# Portuguese school books.



## Mr.Blueskies (Feb 24, 2009)

Hi,

I am just wondering what others have experienced regarding portuguese school books ? Last year we purchased my daughters school books which are still in excellent condition and like new. My wife just assumed (because they do it at home ) that it would also be possible to part exchange them for new or that they would have a second hand book exchange or book sales day going on. This does not seem to be the case ?

In a poor country with lots who are unemployed one would think that something like this would be high on their agenda ? We have always paid for everything and because I am on a pension here, now just wondered does anyone know the ball park income figure required to qualify for the portuguese free book scheme ?

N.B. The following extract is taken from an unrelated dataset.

PR #298, opened 2019-08-06
✨ Support for oneOf Groups for Discriminate Types

seglberg:
These changes add support for the field marker: `kubebuilder:validation:OneOf` which will generate a `oneOf` block in the CRD structural definition[[1](https://kubernetes.io/docs/tasks/access-kubernetes-api/custom-resources/custom-resource-definitions/#specifying-a-structural-schema)]. This could be expanded in the future to include more complex oneOf objects, however for now, it works to simply define fields which are mutually exclusive:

I also cannot understand why more public schools do not have a school uniform ? Buying kids a new back to school wardrobe every year is another big and totally unnecessary expense in my opinion. The uniform system is good and stops kids judging others solely on what designer brand labels they are or are not wearing ? It just seems a very bad system overall I would say.

Any opinions please ?


----------



## PETERFC (Apr 3, 2009)

*Reply*



Mr.Blueskies said:


> Hi,
> 
> I am just wondering what others have experienced regarding portuguese school books ? Last year we purchased my daughters school books which are still in excellent condition and like new. My wife just assumed (because they do it at home ) that it would also be possible to part exchange them for new or that they would have a second hand book exchange or book sales day going on. This does not seem to be the case ?
> 
> ...



Hi Mr Blueskies

I was not good reading at school so sorry the books would be no good to me. Now that i am Single " Not a Divorcee " i don't have the time to read. :clap2::clap2::clap2:


----------



## Mr.Blueskies (Feb 24, 2009)

PETERFC said:


> Hi Mr Blueskies
> 
> I was not good reading at school so sorry the books would be no good to me. Now that i am Single " Not a Divorcee " i don't have the time to read. :clap2::clap2::clap2:


 

You are going to have lots of time for reading after you have come to live in Gois and particular during the winter months.

 


:focus:


----------



## PETERFC (Apr 3, 2009)

*Reply*



Mr.Blueskies said:


> You are going to have lots of time for reading after you have come to live in Gois and particular during the winter months.
> 
> 
> 
> ...


Mr Blueskies 

Back to Topic. Since when have we ever stayed on topic. I don't sell topic anymore cause i eat to many :clap2: :clap2:

OK you know how i love Gois and the area etc. Last weekend was the Bike Festival. Headline act on the Friday night i know you are old enough to remember The Animals. Well John Steel and Allan Price how cool is that and i am still in the UK.

Because the event is recorded on a friends site i asked one of the moderators for permission to post links. The moderator i sent a PM is Ok with the links i supplied but it's for the other Moderators to ok. 

A massive turnout of bikers and no trouble. You would not get that anywhere on a weekend night in the UK. After a drink or two all people want to do is fight :boxing: :boxing: :boxing:

Well i await a reply from the moderators.:thumb: :thumb: :thumb:

Peter


----------



## siobhanwf (Mar 20, 2009)

My neighour was one of those bikers. Had a brilliant weekend.


----------



## Mr.Blueskies (Feb 24, 2009)

PETERFC said:


> Mr Blueskies
> 
> Back to Topic. Since when have we ever stayed on topic. I don't sell topic anymore cause i eat to many :clap2: :clap2:
> 
> ...



Those animals look very tame.


----------